Member of the Chamber of Deputies
- In office 15 May 1933 – 15 May 1937
- Constituency: 7th Departamental Grouping

Personal details
- Born: 22 November 1888 Santiago, Chile
- Died: 29 February 1964 (aged 75) Santiago, Chile
- Party: Liberal Party
- Spouse: Berta Costa Goycolea

= Ruperto Murillo =

Chilean politician (1888–1964)

Ruperto Murillo Gaete (22 November 1888 – 29 February 1964) was a Chilean public employee, writer and politician. A member of the Liberal and Liberal Democratic movements, he served as a deputy for Santiago during the XXXVII Legislative Period of the National Congress of Chile.

== Biography ==
Murillo was born in Santiago on 22 November 1888, the son of Ruperto Murillo Sotomayor and Natalia Gaete del Río. He married Berta Costa Goycolea in San Bernardo on 7 June 1914; the couple had five children.

He worked as an employee of the State Railways Company (Empresa de los Ferrocarriles del Estado), where he rose to become Head of Materials of the Second Zone until 1932. In 1944, he collaborated with engineer Santiago Pérez Peña in the reorganization of the national railway system.

In parallel with his professional career, he was active as a writer and novelist. His published works include Hacia la luz (1930), Sol de otoño (1931) and Cuerpos y almas (1937). He also collaborated with the newspapers El Mercurio and El Diario Ilustrado, where he supported the development of the Chilean merchant navy.

== Political career ==
Murillo was one of the early promoters of initiatives aimed at fostering cooperation among the youth wings of the Liberal parties. He militated in the Liberal Party and the Liberal Democratic movement, serving as secretary and vice president of the party.

He was elected deputy for the 7th Departamental Grouping of Santiago (First District), serving during the 1933–1937 legislative period.

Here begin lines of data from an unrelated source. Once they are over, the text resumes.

PR #839, opened 2021-01-22
[FIX] upgrade: remove the contract parameter

remybar:
documentation update as we have removed the `-c` option from
the upgrade script to provide the subscription code. Now
it is directly read from the database.


kbr-odoo (approved):

jcs-odoo (approved):
all good
and as did @kbr-odoo  (thanks Keli) we add `content improvement` as a label for all modification, addition, deletion of content.
and the milestone is the version on which the branch is based.

cheers

PR #9795, opened 2024-06-13
[ADD] field_service: create new page about worksheet

guga-odoo:
Task-3991994


content/applications/services/field_service/worksheets.rst
```diff
@@ -0,0 +1,72 @@
...
+:guilabel:`Task Title` and :guilabel:`Customer` fields are mandatory. Click :guilabel:`Save`.
+
+Assign a default Worksheet Template
+===================================
+
+If you have configured multiple Worksheet Templates, you can select one to be set up by
+default when you create a new Field Service task. Go to your task, drag your mouse over the name of
+your project to make the green arrow and the **internal link** tab appear, click on it.
+
+.. image:: worksheets/template-default.png
```
auva-odoo, line 52: I would crop this screenshot to only show the left column (which will highlight what you really want to show.

content/applications/services/field_service/worksheets.rst
```diff
@@ -0,0 +1,72 @@
...
+
+Go to your Field Service task and select a :guilabel:`Worksheet Template`. Remember that the
+:guilabel:`Task Title` and :guilabel:`Customer` fields are mandatory. Click :guilabel:`Save`.
+
+Assign a default Worksheet Template
+===================================
+
+If you have configured multiple Worksheet Templates, you can select one to be set up by
+default when you create a new Field Service task. Go to your task, drag your mouse over the name of
+your project to make the green arrow and the **internal link** tab appear, click on it.
```
auva-odoo, line 50: I don't think the title is necessary here and it looks a little odd with just 1 line udner the previous one. Instead, I would maybe do something like this to 1) introduce the concept of a default template (which was done in the title) and 2) be a little more direct:

```suggestion
By default, the :guilabel:`Default worksheet` template is selected. To define another default worksheet template,  
click the :icon:`oi-arrow-right` (right-arrow) button that appears when you hover your mouse over the :guilabel:`Project` field on the task form. 

```
see this doc for how to add icons directly into the text like I did in my suggestion https://www.odoo.com/documentation/master/contributing/documentation/rst_cheat_sheet.html#icons

content/applications/services/field_service/worksheets.rst
```diff
@@ -0,0 +1,72 @@
...
+
+.. image:: worksheets/template-default.png
+   :scale: 75%
+   :alt: Mouse on project name to setup default worksheet template
+
+Then click
+on the :guilabel:`Settings` tab. Under **Field Service**, make sure the :guilabel:`Worksheet`
+checkbox is ticked and select the :guilabel:`Worksheet Template` you want to set up as default.
+:guilabel:`Save` your changes.
```
auva-odoo, line 59:
```suggestion
Then, in the :guilabel:`Settings` tab,  scroll down to the :guilabel:`Field service` section and select the :guilabel:`Worksheet Template` you want to set up as default.
```
- make sure the Worksheet checkbox is ticked: since we enabled it earlier, i don't think we need to do it again?
- Field service = guilabel and not bold since it's a UI element
- no need to really manually save so i remvoed that as well

content/applications/services/field_service/worksheets.rst
```diff
@@ -0,0 +1,72 @@
...
+
+Use worksheets on site
+======================
+
+Field service workers can complete the worksheet to document the work they are doing on site. Go to
+your :guilabel:`Task` and click the :guilabel:`Worksheet` Smart Button. Fill the blank fields
+and :guilabel:`Save`.
```
auva-odoo, line 66:
```suggestion
To complete the worksheet on site, access the task and click the :guilabel:`Worksheet` smart button.
```
- I suggest removing the last part because what's in the worksheet can vary a lot and are not just "blanl fields", if that makes sense? (e.g., you can also have check boxes, or dropdown lists, or images, etc.) and i think it's kind of implied in the "complete the worksheet" part at the beginning?
- Saving is done automatically here (manual saving is optional so no need to mention it I think)

content/applications/services/field_service/worksheets.rst
```diff
@@ -0,0 +1,72 @@
...
+
+.. note::
+   - As soon as you save a worksheet, the appearance of the **Worksheet** smart button on
+     your task will change and display **Worksheet Complete** instead, regardless some fields are
+     left blank.
+   - Any field set up as **required** has to be filled for a worksheet to be saved.
```
auva-odoo, line 72:
```suggestion
   - As soon as you save a worksheet, the appearance of the :guilabel:`Worksheet` smart button on
     the task changes to :guilabel:`Worksheet Complete` instead, even if some fields are
     left blank.
   - Any field defined as :guilabel:`Required` has to be filled for a worksheet to be saved.
```
- these are all UI elements and should therefore be guilabel (+ Required with a capital R)
- regardless needs "of" afterwards so the sentence would be "regardless of some fields being left blank", which is very heavy IMO

auva-odoo (changes requested):
This is a super thorough and well-researched doc content-wise! I’ve added a few comments and suggestions to improve the formatting and structure a bit. I also recommend simplifying a few sentences to make them more direct. A few general comments (that are also included in the review):
- Use sentence case in titles
- If it's a UI element, it needs guilabel

I know it seems like a lot of comments, but please believe me when I say you did a really good job here! We can sit down together to discuss it if you’d like, or you can review my comments and get back to me with any questions. Please don't hesitate to reach out if you need anything! Thanks 🙂

content/applications/services/field_service/worksheets.rst
```diff
@@ -0,0 +1,72 @@
...
+
+Because it is common for businesses to have their workers perform the same type of field service
+repeatedly, Odoo offers the option to create custom **Worksheet Templates**. By doing so, you
+don’t have to create the same worksheet every time you plan the same type of field service task.
+
+Configuration
+=============
+
+To use **worksheets** in **Field Service**, the **Worksheet Template** feature must be enabled
+first. Go to :menuselection:`Field Service --> Configuration --> Settings --> Worksheet Templates`
```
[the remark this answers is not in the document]
guga-odoo: Yes that's what I meant (question 2), your suggestion makes it more clear :)

content/applications/services/field_service/worksheets.rst
guga-odoo: Thank you for this tip!

content/applications/services/field_service/worksheets.rst
guga-odoo: Done, including png quant :)

content/applications/services/field_service/worksheets.rst
```diff
@@ -0,0 +1,68 @@
...
+page to leave **Studio**.
+
+.. seealso::
+   - :doc:`Fields and widgets in Studio <../../studio/fields>`
+
+Add a worksheet template to a Field Service task
+================================================
+
+Go to your field service task and select a :guilabel:`Worksheet Template` and click
+:guilabel:`Save`.
```
auva-odoo, line 46:
```suggestion
Go to your field service task, select a :guilabel:`Worksheet Template`, and click :guilabel:`Save`.
```

content/applications/services/field_service/worksheets.rst
auva-odoo: I think something went wrong somewhere because from what I can see the image is not compressed:
image
I also think we could get rid of the blank part

content/applications/services/field_service/worksheets.rst
```diff
@@ -0,0 +1,68 @@
...
+
+By default, the :guilabel:`Default worksheet` template is selected. To define another default
```
auva-odoo, line 48:
```suggestion
By default, the :guilabel:`Default Worksheet` template is selected. To define another default
```

content/applications/services/field_service/worksheets.rst
```diff
@@ -0,0 +1,68 @@
...
+worksheet template, click the :guilabel:`➔` (:guilabel:`Internal link`) icon that appears when you
```
auva-odoo, line 49: I am pretty sure it was an arrow before but now I see this instead (this means we would need to change the screenshot as well ...)
image

auva-odoo (changes requested):
HI @guga-odoo let me know when you have time to do this second round together :slightly_smiling_face:

auva-odoo (approved):
@robodoo r+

In the Chamber of Deputies, he was a member of the Standing Committee on Development (Fomento).

Beyond Parliament, he was founder and president of the Liberal Democratic Club of Santiago, secretary of the Balmaceda Legacy Association and of the Club de Septiembre, a member of the Chilean Scientific Society, and councillor of the Caja de Crédito Popular.

He died in Santiago on 29 February 1964.